[[ Data for this task, beginning ]]

PR #5532, opened 2023-10-18
helm: fix issue where the PodLogs CRD was installed with Helm annotations 

### LINKED ISSUE #5531: PodLog CRD in grafana-agent helm subchart incompatible with PodLog CRD in another part of the project
### What's wrong?

A recent change to the `grafana-agent` Helm chart added a `crd` subchart that contains a PodLog CRD that is incompatible with the PodLog CRD located in `production/operator/crds`. The [change](https://github.com/grafana/agent/pull/5410) shows that a CRD with only `v1alpha2` version listed while [another copy of the CRD](https://github.com/grafana/agent/blob/f2b2456503338af3a5d00cbdf628042fe933189c/production/operator/crds/monitoring.grafana.com_podlogs.yaml) contains the `v1alpha1` version.

If a user sets `crds.create` to true for this Helm chart and then installs another Grafana product's Helm cart such as [mimir](https://github.com/grafana/mimir/blob/2c11a34ae4531a4c280f51ab9133c855dc523d0f/operations/helm/charts/mimir-distributed/templates/metamonitoring/pod-logs.yaml)  with a `PodLog` template that references api version `v1alpha1`, that install will fail.

### Steps to reproduce

- Install `grafana-agent` helm chart per these instructions https://artifacthub.io/packages/helm/grafana/grafana-agent#usage and override `crds.create` value to true
- Install `mimir-distributed` helm chart with meta monitoring enabled per these instructions https://grafana.com/docs/helm-charts/mimir-distributed/latest/get-started-helm-charts/#generate-some-metrics-for-testing
- Observe install failure for the `PodLog` resource because the CRD that was installed from the `grafana-agent` Helm chart is incompatible.

### System information

Linux 5.10.192-183.736.amzn2.x86_64

### Software version

Grafana Agent: 0.37.2 Helm chart version: grafana-agent-0.27.0

### Configuration

```text
grafana-agent values at default except for `crds.create` which should be set to true

mimir-distributed values for meta-monitoring described in https://grafana.com/docs/helm-charts/mimir-distributed/latest/get-started-helm-charts/#generate-some-metrics-for-testing
```

### Logs

_No response_

rfratto:
#5410 moved CRDs to a subchart to allow the values.yaml to determine whether CRDs were installed. This was primarily intended to be used by users where passing `--skip-crds` is not possible, due to limited infrastructure tooling. 

However, this caused a problem with upgrading, as the CRDs were now installed as a template, causing the normal Helm annotations to be added. 

This PR moves the CRDs to the `crds` folder of the subchart, allowing them to be managed as normal CRDs by Helm but still optionally installing them based on the values.yaml file.

Fixes #5531.


ptodev (approved):
I'm not an expert, but it makes sense to me on a high level. 

Do you think we should add extra notes in the testing section in `operations/helm/README.md` so that we can prevent such issues with future updates?

tpaschalis (approved):
I hit that issue on some point after trying to upgrade with v0.27.0, thanks for taking care of it! 🙌

hakuno:
Same here.
Thank you!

[[ Data for this task, end ]]

● Work instructions: Please give the number of lines above containing "template" and nothing else.

● Result for this task: 2